Sweden proposed exempts on deposits limits for online gambling on race betting, but the local industry group says the facts don’t support this plan.
Last Friday, Social Security Minister Ardalan Shekarabi announced a change to his April proposal of a SEK 5,000 limit on online gambling deposits and losses, plus a SEK 100 limit for online bonus offers. Shekarabi said he was open to applying the limits only to online casino sites, exempting race and sports betting sites, with the policy intended to take effect on July 2.
Shekarabi declared that protecting consumers has been his main focus and that making changes to his plan is not a problem, as long as they are applied only to “games that, according to research, have the greatest risk of problem gambling, namely online casino.”
The changes are questioned by Branschföreningen för Onlinespel (BOS), Sweden’s online gambling industry group, who called them “incomprehensible from a consumer protection perspective.”
BOS cited recent data from Sweden’s Spelinspektionen regulator that locally licensed online gambling operators’ turnover hadn’t increased during the pandemic lockdown.
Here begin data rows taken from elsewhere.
PR #295, opened 2016-09-02
Allow ignoring the requests Context header

jerryjj:
Hi,

Short background: I've been debugging for a week an issue that started occurring last week in our GCP projects after the Google Load Balancers got an update.
The LB doesn't respect my already set "x-cloud-trace-context" -header and overwrites it.
This makes our Traces to disappear because of our complex infrastructural setup.

This simple patch allows us to continue the usage of this module without any problems.
This will help others also who have similar infrastructural setup (I can write a description of it, if necessary).

Hopefully this could be included in the main package, so I do not need to keep installing this with npm from my github.

### DIFF
--- a/test/test-trace-agent.js
+++ b/test/test-trace-agent.js
@@ -163,11 +163,11 @@ describe('Trace Agent', function() {
 
     describe('when configured to ignore header', function() {
       it('should return expected value: null', function() {
-        var agent2 = agent;
-        agent2.config_.ignoreContextHeader = true;
-        var result = agent2.parseContextFromHeader(
+        agent.config_.ignoreContextHeader = true;
+        var result = agent.parseContextFromHeader(
           '123456/667;o=1');
         assert(!result);
+        agent.config_.ignoreContextHeader = false;
       });
     });
   });
--- a/test/test-trace-agent.js
+++ b/test/test-trace-agent.js
@@ -160,6 +160,16 @@ describe('Trace Agent', function() {
         });
       });
     });
+
+    describe('when configured to ignore header', function() {
+      it('should return expected value: null', function() {
+        var agent2 = agent;
+        agent2.config_.ignoreContextHeader = true;
+        var result = agent2.parseContextFromHeader(
+          '123456/667;o=1');
+        assert(!result);
+      });
+    });
   });
 
 });
--- a/config.js
+++ b/config.js
@@ -64,7 +64,7 @@ module.exports = {
 
     // Specifies the behavior of the trace agent in the case of an uncaught exception.
     // Possible values are:
-    //   `ignore`: Take no action. Note that the process may termiante before all the 
+    //   `ignore`: Take no action. Note that the process may termiante before all the
     //            traces currently buffered have been flushed to the network.
     //   `flush`: Handle the uncaught exception and attempt to publish the traces to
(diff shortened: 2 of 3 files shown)


matthewloring:
@jerryjj Thank you for putting together this patch! It looks good with a minor nit. I will check in with the server team to get a better understanding of why the change in LB behavior occurred. 

I would also be interested to learn more about your custom infrastructure setup just to better understand your usage of trace.

test/test-trace-agent.js
```diff
@@ -160,6 +160,16 @@ describe('Trace Agent', function() {
...
       });
     });
+
+    describe('when configured to ignore header', function() {
+      it('should return expected value: null', function() {
+        var agent2 = agent;
+        agent2.config_.ignoreContextHeader = true;
+        var result = agent2.parseContextFromHeader(
+          '123456/667;o=1');
+        assert(!result);
```
matthewloring: Could the value of `agent.config_. ignoreContextHeader` be reset to the default value `false` here so that it does not remain set for tests run after this one?

test/test-trace-agent.js
```diff
@@ -160,6 +160,16 @@ describe('Trace Agent', function() {
         });
       });
     });
+
+    describe('when configured to ignore header', function() {
+      it('should return expected value: null', function() {
+        var agent2 = agent;
```
matthewloring: Aliasing the agent here is not necessary.

test/test-trace-agent.js
jerryjj: Thanks for the feedback, fixed now.

matthewloring:
@jerryjj The changes look great. Would you be able to describe your infrastructure so we can understand the benefit of ignoring the incoming trace headers?

matthewloring:
I'm going to land this. Thank you for putting it together. I would still be interested in understanding your infrastructure that benefits from this change when you have time.

jerryjj:
@matthewloring Thanks for approving this.
Here is a simplified description of the infrastructure I have in place, that required this change (it used to work without it for a long time)

I have a Google Cloud Platform Project (lets call it "master-project") and then I have supporting projects for different environments (development, staging, production, etc.)
In the master-project I have a GKE (Container Engine) running pods in different namespaces (staging, production, etc). Also I have enabled HTTPS Load Balancing in that project, which terminates the incoming TLS communication and forwards the traffic to the underlying K8s cluster.
The micro-services running inside the K8s cluster sends their Cloud Traces to the respective supporting project (staging, production, etc) using Service Accounts. 

Before the Load Balancer -service update couple of weeks ago, this worked fine if we sent a empty "X-Cloud-Trace-Context" header in our incoming requests. But after the update, the LB started to overwrite this, which lead to the situation, that the Root span was written in the master-project's Cloud Trace and the child spans were written in the respective supporting projects Cloud Traces using the received Root span id as parent. Which of course made these traces never to be found from the Cloud Trace console, as none of them had a real Root span.
By ignoring the header coming from the LB, we are able to again see all the traces properly.

It would also be really great to have a view in the Cloud Trace console, for these kind of orphaned spans (would have saved me from days of work trying to figure out why my traces aren't visible anymore).

Hopefully this description helps and also the solution helps others that might end up in similar troubles.

PR #296, opened 2016-09-07
Document ignoreContextHeader configuration

matthewloring:


matthewloring:

config.js
```diff
@@ -81,7 +81,10 @@ module.exports = {
     //            the network.
     onUncaughtException: 'ignore',
 
-    // Allows to ignore the requests X-Cloud-Trace-Context -header if set
+    // EXPERIMENTAL:
+    // Allows to ignore the requests X-Cloud-Trace-Context -header if set. This will
```
ofrobots: s/This will/Setting this to true will/.

Why would one want this behaviour? 

Doesn't setting this to true also imply that a local sampling decision is made an the sampling/tracing decision from the incoming request is ignored?

matthewloring: Description questions addressed. @jerryjj Could you describe how this behavior is helpful to you so we can include it in the description of the config option?

jerryjj: @matthewloring I wrote a simplified description here: https://github.com/GoogleCloudPlatform/cloud-trace-nodejs/pull/295#issuecomment-245531802

matthewloring: @jerryjj Thank you for the description!

config.js
```diff
@@ -81,7 +81,13 @@ module.exports = {
...
     onUncaughtException: 'ignore',
 
-    // Allows to ignore the requests X-Cloud-Trace-Context -header if set
+    // EXPERIMENTAL:
+    // Allows to ignore the requests X-Cloud-Trace-Context -header if set. Setting this
+    // to true will cause traces generated by this module to appear separately from other
+    // distributed work done by other services on behalf of the same income request. Setting
+    // this will also cause sampling decisions made by other distributed components to be
+    // ignored.
+    // This is useful for aggregating traces generated by different cloud platform projects.
```
ofrobots: nit: merge with previous paragraph.

ofrobots:
LGTM w/ nit

config.js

Meanwhile, data from the Swedish Tax Agency indicated that betting on horseracing – which is dominated by the state-run Ab Trav Och Galopp (ATG) – rose 37% from March to April to the highest level recorded since the regulated market’s launch in January 2019.
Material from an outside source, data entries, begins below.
PR #298, opened 2016-09-12
Document using just the trace.append scope

zbjornson:
As far as I've tested today, it work fine to just use `https://www.googleapis.com/auth/trace.append` instead of the whole `cloud-platform` scope.

Ref #248

### DIFF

According to BOS CEO, Gustaf Hoffstedt, not all is on the up and up.
“Shekarabi’s proposed tweaks are not intended to affect consumer protection. They are intended to provide competitive advantages to the gaming companies in which the government has interests.”
Hoffstedt believes that the restrictions are misguided and inadequately. In fact, they will accelerate the trend of Sweden’s gamblers transferring their loyalty from locally-licensed operators to internationally sites – beyond the control of the new gaming legislation.